Recurrent chorea. In a significant subgroup of patients, recurrence of Sydenham chorea is not attributable to a true relapse of rheumatic fever (112; 113); instead, apparent recurrences may represent either a primary underlying increased susceptibility or the outcome of permanent subclinical damage to the basal ganglia following the initial choreic episode (112). In a longitudinal study of 24 patients had Sydenham chorea, 10 patients (42%) developed 11 recurrent episodes of chorea from 3 months to 10 years after the initial episode (112). Association of recurrent chorea with rheumatic fever could be suspected in only six of the 11 episodes of recurrence (55%) due to cessation of prophylactic antibiotic treatment or poor compliance in four patients and a rise in anti-streptolysin O titers in two. In an 18-year-old woman, chorea recurred during her first pregnancy. At recurrence, chorea was the sole rheumatic sign in all nine patients who had a single recurrent episode.

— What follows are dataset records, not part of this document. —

PR #434, opened 2015-11-27
Added overlay for components that sit on top of chart. Moved legend i…

jdhodges431:
…nto overlay and added edit indicator elements.

### DIFF
--- a/src/assets/js/app.js
+++ b/src/assets/js/app.js
@@ -23,6 +23,7 @@ export default function() {
         xAxis: chartsContainer.select('#x-axis-container'),
         navbar: chartsContainer.select('#navbar-container'),
         overlay: overlay,
+        overlaySecondaries: overlay. selectAll('.overlay-secondary-container'),
         legend: appContainer.select('#legend'),
         suspendLayout: function(value) {
             var self = this;
@@ -74,6 +75,7 @@ export default function() {
     var navResetModel = model.chart.navigationReset();
     var headMenuModel = model.menu.head([generated, bitcoin], generated, day1);
     var legendModel = model.chart.legend(generated, day1);
+    var overlayModel = model.menu.overlay();
 
     var charts = {
         primary: undefined,
@@ -127,10 +129,7 @@ export default function() {
             .call(selectors);
 
         containers.overlay
-            .datum({
-                primaryModel: primaryChartModel,
-                secondaryModel: charts.secondaries
-            })
+            .datum(overlayModel)
             .call(overlay);
 
         if (layoutRedrawnInNextRender) {
@@ -169,6 +168,34 @@ export default function() {
         secondaryChartModel.trackingLatest = trackingLatest;
         navModel.trackingLatest = trackingLatest;
         navResetModel.trackingLatest = trackingLatest;
+        render();
+    }
+
+    function onPrimaryIndicatorChange(indicator) {
+        indicator.isSelected = !indicator.isSelected;
+        primaryChartModel.indicators =
+            selectorsModel.indicatorSelector.indicatorOptions.filter(function(option) {
+                return option.isSelected;
+            });
+        overlayModel.primaryIndicators = primaryChartModel.indicators;
+        render();
+    }
+
+    function onSecondaryChartChange(_chart) {
+        _chart.isSelected = !_chart.isSelected;
+        charts.secondaries =
+            selectorsModel.indicatorSelector.secondaryChartOptions.filter(function(option) {
+                return option.isSelected;
+            });
+        // TODO: This doesn't seem to be a concern of menu.
+        charts.secondaries.forEach(function(chartOption) {
+            chartOption.option.on(event.viewChange, onViewChange);
+        });
+        overlayModel.secondaryIndicators = charts.secondaries;
+
+        // TODO: Remove .remove! (could a secondary chart group component manage this?).
+        containers.secondaries.selectAll('*').remove();
+        updateLayout();
         render();
     }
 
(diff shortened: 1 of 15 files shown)


jdhodges431:
closes #416

jdhodges431:
Currently rebasing this with develop so dropdowns are displayed in the overlay.

src/assets/js/app.js
```diff
@@ -7,6 +7,7 @@
```
jleft: Nice :) this looks well organised and easy to follow

src/assets/js/app.js
```diff
@@ -117,6 +121,10 @@
                 .datum(selectorsModel)
                 .call(selectors);
 
+            containers.overlay
+                .datum(overlayModel)
```
jleft: Move one line up: `containers.overlay.datum(overlayModel)`

src/assets/js/menu/generator/editIndicatorGroup.js
```diff
@@ -0,0 +1,43 @@
+(function(d3, fc, sc) {
+    'use strict';
+
+    sc.menu.generator.editIndicatorGroup = function() {
+        var dispatch = d3.dispatch('click');
```
jleft: As this is a mechanism for exposing the event to other components in the application, rather than dispatching an event called `click`, we can dispatch an event which is named in a more descriptive and meaningful way. Perhaps `indicatorChange` would work? 

Also worth looking at event.js - the string which represents this event can be stored there: the dispatch would then look something like:

```js
var dispatch = d3.dispatch(sc.event.indicatorChange);
```

src/assets/js/menu/generator/editIndicatorGroup.js
```diff
@@ -0,0 +1,43 @@
...
+
+        function editIndicatorGroup(selection) {
+            selection.each(function(model) {
+                var selection = d3.select(this);
+
+                var div = selection
+                    .selectAll('div')
+                    .data(model.selectedIndicators);
```
jleft: I'm not sure that we should be keying on index here (which is the default behaviour), would it make sense to key on `valueString`?

src/assets/js/menu/generator/editIndicatorGroup.js
```diff
@@ -0,0 +1,43 @@
...
+
+                div.enter()
+                    .append('div')
+                    .attr('class', 'edit-indicator')
+                    .each(function(d) {
```
jleft: Can we avoid using `each` in favour of a more 'fluent' style?

```js
// Similar to this (not sure if it would actually work!)
var containersEnter = div.enter()
    .append('div')
    .attr('class', 'edit-indicator');

containersEnter.append('span')
    .attr('class', 'icon sc-icon-delete')
    .on('click', dispatch.click);

containersEnter.append('span')
    .attr('class', 'indicator-label');

// etc.
```

src/assets/js/menu/generator/editIndicatorGroup.js
```diff
@@ -0,0 +1,43 @@
...
+                        selection.append('span')
+                            .attr('class', 'indicator-label');
+                    });
+
+                div.select('.indicator-label')
+                    .text(function(d) {
+                        return d.displayString;
+                    });
+
+                div.select('.icon').on('click', dispatch.click);
```
jleft: Can the click event handler just be added on the `enter()` selection?

`.on(...` on a new line

src/assets/js/menu/generator/editIndicatorGroup.js
```diff
@@ -0,0 +1,43 @@
...
+
+                div.exit().remove();
```
jleft: `.remove()` on new line

src/assets/js/menu/generator/editIndicatorGroup.js
```diff
@@ -0,0 +1,43 @@
...
+            });
+        }
+
+        d3.rebind(editIndicatorGroup, dispatch, 'on');
+        return editIndicatorGroup;
```
jleft: Newline before `return editIndicatorGroup;`

src/assets/js/menu/generator/editIndicatorGroup.js
```diff
@@ -0,0 +1,43 @@
...
+    };
+
+})(d3, fc, sc);
```
jleft: Add newline to end of file (this will be enforced when ESLint lands!)

src/assets/js/util/getSVG.js
```diff
@@ -0,0 +1,9 @@
+(function(d3, fc, sc) {
+    'use strict';
+
+    sc.util.getSVG = function(path, callback) {
```
jleft: Remove - no longer needed now that we have the SVG sprites.

src/assets/styles/overlay.less
```diff
@@ -0,0 +1,81 @@
+#overlay {
```
jleft: This is similar to `flex.less` - can we create some common classes to reduce duplication? For example:

flex.less

```less
#x-axis-row {
  flex: 0 0 @x-axis-height;
  display: flex;
  flex-direction: row;
}
```

overlay.less

```less
#overlay-x-axis-row {
  flex: 0 0 20px;
  display: flex;
  flex-direction: row;
}
```

We could create a single class to be shared amongst both:

```less
.x-axis-row {
  flex: 0 0 @x-axis-height;
  display: flex;
  flex-direction: row;
}
```

src/assets/styles/overlay.less
```diff
@@ -0,0 +1,81 @@
...
+  #overlay-primary-container {
+    flex: 5;
+    display: flex;
+    flex-direction: column;
+  }
+
+  #overlay-head {
+    display: flex;
+    flex-direction: column;
+    flex: 0 0 40px
```
jleft: Could `@head-height` be useful?

src/assets/styles/overlay.less
```diff
@@ -0,0 +1,81 @@
...
+
+  .overlay-secondary-container {
+    flex: 0;
+    display: flex;
+    flex-direction: column;
+    justify-content: flex-end;
+  }
+
+  #overlay-x-axis-row {
+    flex: 0 0 20px;
```
jleft: Can use a variable: `flex: 0 0 @x-axis-height`

src/assets/styles/overlay.less
```diff
@@ -0,0 +1,81 @@
...
+    display: flex;
+    flex-direction: row;
+  }
+
+  #overlay-navbar-container {
+    flex: 0 0 100px;
```
jleft: Can use a variable: `flex: 0 0 @navigator-height`

jleft:
Rebased in #471

PR #435, opened 2015-11-30
Add dropdown selectors for series and indicators; add SVG icon sprite generation

### LINKED ISSUE #316: Drop-downs/components

### LINKED ISSUE #318: Remove slide-out menu from mobile version

### LINKED ISSUE #320: Series/indicator buttons
No need to add the icons for the first iteration - this can be done later.

Feel free to split this into two issues (series buttons/dropdown, indicators buttons/dropdown), if it helps.

jleft:
- Resolves #316
- Resolves #318
- Resolves #320 
- Closes #387 (rebased and integrated SVG sprite generation)


src/index.html.tpl
```diff
@@ -12,23 +12,22 @@
...
+            <div id="selectors">
+                <div id="series-dropdown" class="dropdown selector-dropdown"></div>
+                <div id="indicator-dropdown" class="dropdown selector-dropdown"></div>
+            </div>
             <div id="legend"></div>
             <div id="charts-container">
                 <svg id="primary-container"></svg>
                 <svg class="secondary-container"></svg>
                 <svg class="secondary-container"></svg>
-                <svg class="secondary-container"></svg>
```
djmiley: Why have you removed this?

src/assets/js/app.js
```diff
@@ -59,7 +59,7 @@
 
         var primaryChartModel = sc.model.primaryChart(generated);
         var secondaryChartModel = sc.model.secondaryChart(generated);
-        var sideMenuModel = sc.model.menu.side();
+        var selectorsModel = sc.model.menu.selectors();
```
djmiley: Could there be a more expressive name than `selectors` ? I'm not entirely sure what it would be, maybe `displaySelectors` ? 
My main concern is that `selectors` does not imply to me that we don't select the product in this menu, which may also motivate the renaming of `headMenu` possibly?

djmiley:
Looks good, just a couple of thoughts about it.

src/index.html.tpl
jdhodges431: The volume chart is absent from the design spec and we don't have an icon for it yet. Might be worth getting in touch with the UX person about it.

jleft: Yeah, I was going to suggest creating a separate issue to add the volume chart back in.

src/assets/js/app.js
jleft: I agree, I'm not convinced by the naming either. It was discussed here: https://github.com/ScottLogic/d3fc-showcase/pull/387#discussion_r44795947

I think we could probably do with reviewing the naming, bearing in mind the UX changes, something we could do in a separate issue?

jleft:
> Looks good, just a couple of thoughts about it.

Thanks for the review @djmiley :)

In a patient with two recurrent episodes, mitral regurgitation developed into mitral stenosis. No statistical differences in previous rheumatic fever activity and rheumatic cardiac involvement were found between subjects with a single episode and those with recurrent episodes.

Special considerations

Pregnancy

Patients with aprevious history of Sydenham chorea may develop chorea gravidarum as manifest by a recurrence of the movement disorder during pregnancy (126), although it is important to emphasize that there are other causes of chorea gravidarum such as systemic lupus erythematosus (35). The onset of chorea gravidarum is usually in the first trimester, with spontaneous improvement or even remission in the third semester. If the movement disorder is not severe, no treatment is advisable. However, if necessary, low doses of neuroleptics can be considered and are safe for mother and child (01; 206).

Early diagnosis of rheumatic mitral stenosis in pregnancy is very important because the heart often cannot tolerate the cardiac output demand of pregnancy with a stenotic mitral valve (the situation that led to the death of my grandmother).